Hi list, Thomas,
I'd like to know if this is going in the right direction.
I've implemented a priority queue on top of the kernel rb tree and linked list. It's been tested well in userspace.
I hardcoded radeon to input the buffer size as the score. Nothing blew up, games ran fine, and even got ~2% more fps on average*.
The only thing missing from this code is the "if score is too low, and there is no room without eviction, tell driver so" logic.
- Lauri
* This is a fairly bad strategy, and according to my simulator achieves 16% worse results compared to LRU in heavier situations. The games tested here all fit in VRAM, which should explain the improvement.
On 04/04/2014 03:52 PM, Lauri Kasanen wrote:
Hi list, Thomas,
I'd like to know if this is going in the right direction.
I've implemented a priority queue on top of the kernel rb tree and linked list. It's been tested well in userspace.
I hardcoded radeon to input the buffer size as the score. Nothing blew up, games ran fine, and even got ~2% more fps on average*.
The only thing missing from this code is the "if score is too low, and there is no room without eviction, tell driver so" logic.
- Lauri
- This is a fairly bad strategy, and according to my simulator achieves
16% worse results compared to LRU in heavier situations. The games tested here all fit in VRAM, which should explain the improvement
Lauri, I'm out of the office until monday, I'll take a look then. Thanks,
Thomas
Hi, Lauri.
On 04/04/2014 03:52 PM, Lauri Kasanen wrote:
Hi list, Thomas,
I'd like to know if this is going in the right direction.
This looks fine with me.
However, if possible I'd like the drivers to enable both alloc_threshold and priority queue on a per-memory-type basis.
That would mean no new arguments (use_pqueue, alloc_threshold) in ttm_bo_device_init(). Instead, set default values in ttm_bo_init_mm(), and let the driver change them in the init_mem_type() callback.
Do you think that would work?
/Thomas
On Mon, 07 Apr 2014 14:25:28 +0200 Thomas Hellstrom thellstrom@vmware.com wrote:
Hi, Lauri.
On 04/04/2014 03:52 PM, Lauri Kasanen wrote:
Hi list, Thomas,
I'd like to know if this is going in the right direction.
This looks fine with me.
However, if possible I'd like the drivers to enable both alloc_threshold and priority queue on a per-memory-type basis.

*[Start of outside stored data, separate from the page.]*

Issue #1869, opened 2025-02-21
Accessors for AnnData


srivarra:
### Please describe your wishes and possible alternatives to achieve the desired result.

Hi,

I would like to propose adding built-in support for custom accessors in AnnData. This feature would allow users to register and use dedicated namespaces on AnnData objects without the need for subclassing or mixins, similar to the mechanisms available in [Polars][polars-accessors] and [Xarray][xarray-accessors].

## Motivation
Custom accessors provide a clean and modular way to extend the functionality of a core class. For example, in both Polars and Xarray, users can define custom functionality and then access it through a dedicated namespace (e.g., `df.my_accessor.my_method())`. 

This enables:
- **Enhanced Modularity**: Custom functionality can be isolated in separate modules.
- **Ease of Use**: Users extend AnnData objects with additional methods without modifying or subclassing the core class.
- **Extensibility**: Third-party developers can integrate domain-specific functionality that naturally augments the core AnnData behavior.

## Example

```python
import anndata as ad


@ad.extensions.register_anndata_namespace("transforms")
class Transforms:
    def __init__(self, adata: ad.AnnData):
        self._adata = adata

    def arcsinh(
        self, shift: float, scale: float, layer: str, inplace: bool = False
    ) -> ad.AnnData | None:
        """Apply an arcsinh transformation to the X matrix."""
        import numpy as np

        # Example transformation logic
        transformed = np.arcsinh(self._adata.X / scale) + shift
        return None if inplace else self._adata

```

and you'd use it like so:

```python
adata = ad.AnnData(X=...)
adata.transforms.arcsinh(shift=1, scale=1, layer='arcsinh', inplace=True)
```

## Existing examples out in the scverse

Similar accessor functionality has been implemented in other scverse projects:

- [Spatialdata-Plot][spatialdata-plot-accessors] implements accessors using Xarray’s approach, providing an nice to use API for plotting functionality.

- [holoviz-topics/hv-anndata][holoviz-hv-anndata] uses holoviz's interface solution to extend AnnData.

[polars-accessors]: https://docs.pola.rs/api/python/stable/reference/api.html
[xarray-accessors]: https://docs.xarray.dev/en/latest/internals/extending-xarray.html
[spatialdata-plot-accessors]: https://github.com/scverse/spatialdata-plot/blob/main/src/spatialdata_plot/_accessor.py
[holoviz-hv-anndata]: https://github.com/holoviz-topics/hv-anndata

flying-sheep:
[...]

PR #2290, opened 2026-01-08
feat: accessors

### LINKED ISSUE #2189: Reference paths / accessors

This has been attempted in https://github.com/scverse/anndata/pull/342 already, and would make a lot of things easier and APIs more generic by default:
- Mainly plotting: https://github.com/scverse/scanpy/issues/1500
- But also statistical APIs: https://github.com/scverse/scanpy/issues/1500

I prototyped this functionality with a real-world usecase (reimplementing all Scanpy plotting) here: https://github.com/holoviz-topics/hv-anndata/blob/971789b0e1902ac14ea24b4efcabc894e6d838ec/src/hv_anndata/accessors.py

What we should do differently from the prototype is the holoviews dependency: instead of the `ACCESSOR` constant, anndata should export a factory that takes an `AdPath` subclass to implement something like hv-anndata’s current [Dimension](https://holoviews.org/reference_manual/holoviews.core.dimension.html) AdPath:

```py
import holoviews as hv
from anndata.access import AdAc, AdPath

class HvAdPath(AdPath, Dimension):
    def __init__(self, *, __repr, __apply, __axes, __label, **params: object) -> None: ... 
        AdPath.__init__(self, __repr=__repr, __apply=__apply, __axes=__axes, __label=__label)
        label_kw = {} if __label is None else dict(label=__label)
        Dimension.__init__(self, __repr, **params, **label_kw)

A: AdAc[HvAdPath] = AdAc(HvAdPath)
```

flying-sheep:
- [x] Closes #2189 
- [x] Tests added

# User API design

1. create `AdPath` instances by descending into a central accessor constant `A`: https://github.com/scverse/anndata/blob/61fc92068b51c06dd0d240026493c9bedb6bc9c5/tests/test_accessors.py#L25-L42
2. Inspect `AdPath` instance, e.g. to figure out which axes the resulting vector spans: https://github.com/scverse/anndata/blob/61fc92068b51c06dd0d240026493c9bedb6bc9c5/tests/test_accessors.py#L101-L107
3. Call `AdPath` instance to extract a vector (see 1. for examples)

# subclassing

… is a direct goal of this, as people should be able to use `AdPath` subclasses. This means that

1. the `AdPath` API is minimal and inspection can be done through `.acc` (could be even more minimal by just putting it all into a container?): https://github.com/scverse/anndata/blob/61fc92068b51c06dd0d240026493c9bedb6bc9c5/src/anndata/acc/__init__.py#L56-L57 https://github.com/scverse/anndata/blob/61fc92068b51c06dd0d240026493c9bedb6bc9c5/src/anndata/acc/__init__.py#L63-L64
4. It’s trivial to create a new `AdAcc` constant that produces your own `AdPath` subclass: https://github.com/scverse/anndata/blob/61fc92068b51c06dd0d240026493c9bedb6bc9c5/src/anndata/acc/__init__.py#L415
5. The data flow is easy to understand:
   1. User uses `VecAcc.__getitem__` to get an `AdPath` or a list of them. In that process,
      1. `__getitem__` calls `process_idx` which verifies and simplifies the index
      2. `axes`, `__repr__`, and `idx_repr` get called too to validate things work
   2. The public API of `AdPath` can be used, which basically just delegates to `VecAcc`’s `axes`, `__repr__`, `idx_repr`, and `__call__`

So in the end everything except for `__call__` is validated, i.e. `VecAcc.__getitem__` raises exceptions on misuse

https://github.com/scverse/anndata/blob/61fc92068b51c06dd0d240026493c9bedb6bc9c5/src/anndata/acc/__init__.py#L101-L119

# TODO:
- [x] serialization
- [x] docs (especially data flow)
  - nomenclature: “vector” vs “array”, “accessor”, “vector accessor”, “reference”, “path”, … get it straight!
    Especially since we already call these accessors! #1869 
- [x] Array types: fix typing and test with all array types we support
- [x] improve `__contains__` so it doesn’t try to access the array
- [x] add JSON schema
  - [x] also add it to docs (linked from [`from_json`](https://icb-anndata--2290.com.readthedocs.build/en/2290/generated/anndata.acc.AdAcc.html#anndata.acc.AdAcc.from_json)/`to_json`)
  - [x] and test it
- [x] terminology: axis → dim
- [ ] (maybe) runtime autocompletion (`__dir__`)


src/anndata/acc/__init__.py
```diff
@@ -0,0 +1,605 @@
...
+        return self.__repr
+
+    def __call__(self, adata: AnnData) -> Array:
+        """Retrieve referenced array from AnnData."""
+        return self.acc.get(adata, self.idx)
+
+
+@dataclass(frozen=True)
+class RefAcc[R: AdRef[I], I](abc.ABC):  # type: ignore
+    """Abstract base class for reference accessors.
```
ilan-gold: I think a terminology page where you explain these concepts (either centralized on `acc` or within each class) would be good explaining full name i.e., "reference" for `Ref` and its meanings (and hten how they are composed)

src/anndata/acc/__init__.py
```diff
@@ -0,0 +1,605 @@
...
+    def __post_init__(self) -> None:
+        object.__setattr__(self, "layers", LayerMapAcc(ref_class=self.ref_class))
+        object.__setattr__(self, "obs", MetaAcc("obs", ref_class=self.ref_class))
+        object.__setattr__(self, "var", MetaAcc("var", ref_class=self.ref_class))
+        object.__setattr__(self, "obsm", MultiMapAcc("obs", ref_class=self.ref_class))
+        object.__setattr__(self, "varm", MultiMapAcc("var", ref_class=self.ref_class))
+        object.__setattr__(self, "obsp", GraphMapAcc("obs", ref_class=self.ref_class))
+        object.__setattr__(self, "varp", GraphMapAcc("var", ref_class=self.ref_class))
+
+    def to_json(self, ref: R) -> list[str | int | None]:
```
ilan-gold, line 643: Why have a `to_json` method? Genuinely wondering about the use-case here.

src/anndata/acc/__init__.py
```diff
@@ -0,0 +1,605 @@
...
+@dataclass(frozen=True)
+class MetaAcc[R: AdRef[str | None]](RefAcc[R, str | None]):
+    r"""Reference accessor for arrays from metadata containers (`A.`\ :attr:`~AdAcc.obs`/`A.`\ :attr:`~AdAcc.var`).
+
+    Examples
+    --------
+    You can refer to columns or the index in the way you would access them
+    in a :class:`~pandas.DataFrame`:
+
+    >>> from anndata.acc import A
```
ilan-gold: I would add a line
```suggestion
    >>> from anndata.acc import A, MetaAcc
    >>> isinstance(A.obs, MetaAcc) 
```
I think it's implicit in the description, but I would find this helpful (in all of the classes)

ilan-gold (commented):
Mentioned on slack, but I think the landing page needs to make clear `A.obsm["pca"](adata)` is possible!

I have to run now but I have a broader question - is there a desire to do some form of validation as well? Like `A.obs["x"].validate(adata)` or similar.  And relatedly asserting types might be in-scope like `A.obsm["X_pca"].is(np.ndarray).validate(adata)` or similar

Super nice! Very exciting

src/anndata/_core/anndata.py
```diff
@@ -1840,9 +1841,13 @@ def _check_uniqueness(self) -> None:
         if self.var.index[~self.var.index.isna()].has_duplicates:
             utils.warn_names_duplicates("var")
 
-    def __contains__(self, key: Any) -> NoReturn:
-        msg = "AnnData has no attribute __contains__, don’t check `in adata`."
-        raise AttributeError(msg)
+    def __contains__(self, key: AdRef) -> bool:
+        """Check if array is in AnnData."""
+        try:
+            key(self)
```
ilan-gold: Ok so to my above point, a `validate` method would be different that just using this method.  For example, if `self` is backed and a view, doing `key(self)` could read data into memory as far as I understand (the same problem appears for other views as well i.e., doing the subetting operation, it just has lesser performance impacts).  This seems bad!

docs/accessors.rst
```diff
@@ -0,0 +1,122 @@
...
+    {'var'}
+    >>> pc0.acc.k
+    'pca'
+
+#.  convenient
+
+    Want to reference multiple vectors from the same object?
+    Pass a list of indices to the vector accessor:
+
+    >>> A.obsp["connectivities"][:, ["cell0", "cell1"]]
```
ilan-gold, line 64: I'm interested in loosening the index constraint at least to taking `pandas.Index` objects (I think `Idx2DList` disallows this if I'm not mistaken).  Or do you think people really shouldn't be doing this?

src/anndata/acc/__init__.py
flying-sheep: … you asked for serialization! This creates an easily serializable object.

Did I misunderstand what you meant with serialization support?

src/anndata/acc/__init__.py
flying-sheep: Hmm, then it’s not clear enough. I was going for a few introductory paragraphs that explain them (maybe add some **bold** text), but apparently that’s not clear enough

src/anndata/acc/__init__.py
flying-sheep: yeah! I’m already doing that one in AdRef’s docs but will add more.

src/anndata/acc/__init__.py
ilan-gold: I was thinking more "schema-validateable in other contexts/languages" and less "can we serialize."  I think I had mentioned this might be too big of a lift for this PR

docs/accessors.rst
flying-sheep: I think that makes sense. I didn’t want to allow tuples intentionally to avoid ambiguities here, but string indices specifically makes sense to me!

src/anndata/_core/anndata.py
flying-sheep: I think a better option would just be implementing `__contains__` better.

No reason to have `__contains__` and `validate` if one is just a worse version of the other

src/anndata/acc/__init__.py
flying-sheep: well, this would define the “reference path” part of the schema, no?

docs/accessors.rst
ilan-gold: Right, tuples definitely seems bad, agreed.

src/anndata/acc/__init__.py
ilan-gold: > well, this would define the “reference path” part of the schema, no?

Ok! Is it worth schema-tizing this? https://json-schema.org/understanding-json-schema/reference/array#tupleValidation

flying-sheep: totally! we can
1. add the schema and test that it works with the path examples
2. simply publish the schema on readthedocs

ilan-gold: Yes!

flying-sheep:
@ilan-gold I didn’t update the docs since your last review, but the rest should be finished now!

src/anndata/acc/__init__.py
```diff
@@ -0,0 +1,715 @@
...
+
+class AdRef[I: Hashable]:
+    """A reference to a 1D or 2D array along one or two dimensions of an AnnData object.
+
+    Examples
+    --------
+    Use :data:`A` in the same way you would an :class:`~anndata.AnnData` object if you wanted to access a 1D or 2D array along the whole dimension.
+    You can then introspect the reference:
+
+    >>> from anndata.acc import A
```
ilan-gold, line 68: It's not immediately clear from the docstring what this class refers to - I would guess (it's been a week since I looked at the PR so judging by the docstring / memory) `A.obs["x"]`

src/anndata/acc/__init__.py
```diff
@@ -0,0 +1,715 @@
...
+    >>> A.obs.index.dims
+    {'obs'}
+    >>> A.obs["x"].idx
+    'x'
+    >>> type(A.var["y"].acc)
+    <class 'anndata.acc.MetaAcc'>
```
ilan-gold:
```suggestion
    >>> type(A.var["y"].acc)
    <class 'anndata.acc.MetaAcc'>
     >>> type(A.var["y"])
     <class 'anndata.acc.AdRef'>
```

src/anndata/acc/__init__.py
```diff
@@ -0,0 +1,715 @@
...
+        """Get the referenced array from the AnnData object."""
+
+    def _maybe_flatten(self, idx: I, a: Array) -> Array:
+        if len(self.dims(idx)) != 1:
+            return a
+        if isinstance(a, DaskArray):
+            a = a.map_blocks(lambda x: self._maybe_flatten(idx, x))
+        if isinstance(a, (sp.sparray, sp.spmatrix)):
+            a = a.toarray()
+        return a.flatten()
```
ilan-gold: array-api now - don't see any entry for `flatten` or `ravel` specifically so probably [`reshape`](https://data-apis.org/array-api/latest/API_specification/generated/array_api.reshape.html#reshape) is the way to go :)

src/anndata/acc/__init__.py
```diff
@@ -0,0 +1,715 @@
...
+                raise TypeError(msg)
+
+    def __repr__(self) -> str:
+        return f"A.layers[{self.k!r}]"
+
+    def idx_repr(self, idx: Idx2D) -> str:
+        return f"[{idx[0]!r}, {idx[1]!r}]"
+
+    def isin(self, adata: AnnData, idx: Idx2D | None = None) -> bool:
+        if adata.X is None if self.k is None else self.k not in adata.layers:
```
ilan-gold, line 250: Is this in preparation for `X` - `Layers` unification i.e., returning `False` when `k is None` and `adata.X is None`?

src/anndata/acc/__init__.py
```diff
@@ -0,0 +1,715 @@
...
+
+
+type Axes = Collection[Literal["obs", "var"]]
+type Array = _InMemoryArray
+
+type Idx2D = tuple[str | slice, slice] | tuple[slice, str | slice]
+"""Index along the full length of one or both AnnData dimensions, resulting in a 1D or 2D array.
+
+E.g. `a[:, 5]`, `a[18, :]`, or `a[:, :]`
+"""
```
ilan-gold, line 34:
```suggestion
type Idx2D = tuple[str | slice, slice] | tuple[slice, str | slice]
"""Index along the full length of one or both AnnData dimensions, resulting in a 1D or 2D array.

E.g. `a[:, "c"]`, `a["b", :]`, or `a[:, :]`
"""
```
I would think these should be strings?

src/anndata/acc/__init__.py
```diff
@@ -0,0 +1,715 @@
...
+
+    def __repr__(self) -> str:
+        return f"A.{self.dim}m[{self.k!r}]"
+
+    def idx_repr(self, i: int) -> str:
+        return f"[:, {i!r}]"
+
+    def isin(self, adata: AnnData, idx: int | None = None) -> bool:
+        m: AxisArrays = getattr(adata, f"{self.dim}m")
+        if (arr := m.get(self.k)) is None:
```
ilan-gold:
```suggestion
        if self.k not in m:
```
Genuinely from a python perspective why not?

src/anndata/acc/__init__.py
```diff
@@ -0,0 +1,715 @@
...
+                msg = f"Invalid index: {idx}"
+                raise TypeError(msg)
+
+    def __repr__(self) -> str:
+        return f"A.layers[{self.k!r}]"
+
+    def idx_repr(self, idx: Idx2D) -> str:
+        return f"[{idx[0]!r}, {idx[1]!r}]"
+
+    def isin(self, adata: AnnData, idx: Idx2D | None = None) -> bool:
```
ilan-gold, line 249: Why only `Idx2D` here? Why not allow multiple labels on the "off-axis"?

src/anndata/acc/__init__.py
flying-sheep: yes!

src/anndata/acc/__init__.py
flying-sheep: yes and no, `self.k` being None already means `X` for accessors, so this logic is necessary for things functioning right now.

But of course I designed it this way in preparation of the unification.

src/anndata/acc/__init__.py
flying-sheep: This is intended as less of a public API and more to dispatch from `AnnData.__contains__`. (Of course it’s intended to be overridden if one wants.)

src/anndata/acc/__init__.py
flying-sheep: because I use `arr` farther down, but sure, I could also change that to `m[self.k].shape` below instead

src/anndata/_core/anndata.py
```diff
@@ -1875,9 +1835,20 @@ def _check_uniqueness(self) -> None:
...
-    def __contains__(self, key: Any) -> NoReturn:
-        msg = "AnnData has no attribute __contains__, don’t check `in adata`."
-        raise AttributeError(msg)
+    def __contains__(self, key: AdRef | RefAcc | MapAcc) -> bool:
+        """Check if array is in AnnData."""
+        from ..acc import AdRef, MapAcc, RefAcc
+
+        match key:
+            case MapAcc():
+                return True  # .layers and .{obs,var}{m,p} always exist, they might just be empty
```
ilan-gold: Might be worth asking the community or some friends what they think here.  While it's true they exist, we don't show them in reprs for example so false might not be a bad option in the case of no keys

src/anndata/acc/__init__.py
```diff
@@ -0,0 +1,746 @@
...
+    You can then introspect the reference:
+
+    >>> from anndata.acc import A
+    >>> ref = A.obs["x"]
+    >>> ref.dims
+    {'obs'}
+    >>> ref.idx
+    'x'
+    >>> type(ref.acc)
+    <class 'anndata.acc.MetaAcc'>
```
ilan-gold:
```suggestion
    >>> type(ref)
    <class 'anndata.acc.AdRef'>
    >>> ref.acc
    A.obs
```

This is what I was getting at i my last comment.  This docstring is for `ref` not `ref.acc` but from the snippet here, it's not immediately clear what is the `AdRef`.

docs/accessors.rst
```diff
@@ -0,0 +1,212 @@
+.. _accessors:
+
+Accessors and paths
```
ilan-gold, line 3: I stand by my previous comment.  We need a terminology page here. What is an accessor? What is a reference? What is a reference accessor i.e., how do these terms compose?

ilan-gold: And then of course, how do the classes map on to these definitions

docs/accessors.rst
```diff
@@ -0,0 +1,212 @@
...
+    :template: class-minimal
+
+    AdRef
+
+.. _reference accessors:
+
+Reference accessors
+~~~~~~~~~~~~~~~~~~~
+
+The following :class:`!RefAcc` subclasses can be accessed using :attr:`AdRef.acc`,
```
ilan-gold:
```suggestion
The following :class:`!RefAcc` subclasses correspond to the various key-value stores that anndata exposes and can be accessed using :attr:`AdRef.acc`,
```
Something to make this concept more concrete

docs/accessors.rst
```diff
@@ -0,0 +1,212 @@
...
+
+.. module:: anndata.acc
+
+:mod:`!anndata.acc` creates references to 1D and 2D arrays in an :class:`~anndata.AnnData` object.
+You can use these to drive e.g. plotting or validation code.
+For these purposes, they are
+
+#.  easy to create:
+
+    The central :attr:`A` object allows you to create
```
ilan-gold:
```suggestion
    The central :attr:`A` object is an accessor for the whole :class:`~anndata.AnnData` object and allows you to create
```
This sort of language is what I'm getting at with https://github.com/scverse/anndata/pull/2290/changes#r2793004645

src/anndata/acc/__init__.py
```diff
@@ -0,0 +1,746 @@
...
+    """
+
+    acc: RefAcc[Self, I]
+    """The accessor containing information about this array.
+
+    See :ref:`here <reference accessors>` for all possible types this can assume.
+    """
+
+    idx: I
+    """The index specifying the array."""
```
ilan-gold:
```suggestion
    """The index that materializes the :class:`RefAcc` specifying the array path as an array i.e., a key of a `obs` or an index into an array that makes it one or two dimensional."""
```

ilan-gold: Index is a weird term considering that `x` in the above example is a column in dataframe-speak, so I think clarifying this is important.  You can also highlight that in the example, the above is just a suggestion

src/anndata/acc/__init__.py
```diff
@@ -0,0 +1,746 @@
...
+    @abc.abstractmethod
+    def get(self, adata: AnnData, idx: I, /) -> InMemoryArray:
+        """Get the referenced array from the AnnData object."""
+
+    def _maybe_flatten(self, idx: I, a: InMemoryArray) -> InMemoryArray:
+        if len(self.dims(idx)) != 1:
+            return a
+        if isinstance(a, DaskArray):
+            a = a.map_blocks(lambda x: self._maybe_flatten(idx, x))
+        if isinstance(a, sp.sparray | sp.spmatrix | ArrayView):
```
ilan-gold: Missing `cupy` judging by CI

src/anndata/acc/__init__.py
```diff
@@ -0,0 +1,746 @@
...
+    --------
+    >>> from anndata.acc import A, LayerAcc
+    >>> assert isinstance(A.layers["counts"], LayerAcc)
+    >>> A.layers["counts"]["cell-1", :]
+    A.layers['counts']['cell-1', :]
+
+    """
+
+    k: str | None
+    """Key this accessor refers to, e.g. `A.layers['counts'].k == 'counts'`."""
```
ilan-gold, line 210:
```suggestion
    """Key this accessor refers to, e.g. `A.layers['counts'].k == 'counts'`. `None` is used by the subclass :class:`AdAcc` for as a identifier for`X`"""
```

ilan-gold: Or something like this, I think it is a bit strange that `A.X` doesn't exist

docs/accessors.rst
```diff
@@ -0,0 +1,212 @@
...
+    :class:`AdRef` objects that reference arrays
+    along one or two dimensions of an :class:`~anndata.AnnData` object:
+
+    >>> from anndata.acc import A
+    >>> A[:, "gene-3"]  # reference to `adata[:, "gene-3"].X` as 1D vector
```
ilan-gold: I think `A.X` should exist if it's not too much of a break architecturally.  I'm open to why it shouldn't exist though, but I think if we're trying to mimic anndata, I could see a v2 type feature being anndata-style subsetting syntax i.e.,:

```python
gene_3_ref = A[:, "gene-3"]
gene_3_ref.var["ensembl_id"]
gene_3_ref.layers["spliced"]
```
all being valid things to do, unless you really are opposed (would like to understand why).

docs/accessors.rst
```diff
@@ -0,0 +1,212 @@
...
+
+There are three layers of extensibility:
+
+#.  subclassing :class:`RefAcc` and creating a new :class:`AdRef` instance for creating them:
+
+    ..  code-block:: python
+
+        import my_plotting_library as pl
+
+        class AdDim(RefAcc, pl.Dimension): ...
```
ilan-gold: Might be worth explaining what a `Dimension` is

src/anndata/acc/hv.py
ilan-gold, line 1: Should this file's functionality be documented?

src/anndata/acc/_parse_str.py
```diff
@@ -0,0 +1,81 @@
...
+    if not strict:
+        try:
+            parse(a, spec)
+        except ValueError:
+            return None
+
+    if spec.startswith("X["):
+        return _parse_path_2d(lambda _: a, spec)
+    if "." not in spec:
+        msg = f"Cannot parse accessor {spec!r}"
```
ilan-gold:
```suggestion
        msg = f"Cannot parse accessor {spec!r} that isn't period-separated i.e., `A.obs.x` for accessing the 1d array at column `x` of `obs`."
```

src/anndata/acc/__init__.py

That would mean no new arguments (use_pqueue, alloc_threshold) in ttm_bo_device_init(). Instead, set default values in ttm_bo_init_mm(), and let the driver change them in the init_mem_type() callback.
Do you think that would work?
Thanks for the review.
Alloc_threshold was removed, and the current patch (in drm-next) replaced it with a placement flag. So now that logic is in the driver.
Making the pqueue a per-type option would certainly work, I'll edit it to do so. I don't see why it would improve GTT or SYSTEM given their perf characteristics, but I suppose future devices can always do weird things.
- Lauri
On 04/07/2014 04:39 PM, Lauri Kasanen wrote:
On Mon, 07 Apr 2014 14:25:28 +0200 Thomas Hellstrom thellstrom@vmware.com wrote:
Hi, Lauri.
On 04/04/2014 03:52 PM, Lauri Kasanen wrote:
Hi list, Thomas,
I'd like to know if this is going in the right direction.
This looks fine with me.
However, if possible I'd like the drivers to enable both alloc_threshold and priority queue on a per-memory-type basis.
That would mean no new arguments (use_pqueue, alloc_threshold) in ttm_bo_device_init(). Instead, set default values in ttm_bo_init_mm(), and let the driver change them in the init_mem_type() callback.
Do you think that would work?
Thanks for the review.
Alloc_threshold was removed, and the current patch (in drm-next) replaced it with a placement flag. So now that logic is in the driver.
Making the pqueue a per-type option would certainly work, I'll edit it to do so. I don't see why it would improve GTT or SYSTEM given their perf characteristics, but I suppose future devices can always do weird things.
Yes. You don't have to explicitly check for VRAM, and drivers can also set up other fixed memory types, like a pre-allocated chunk of GTT.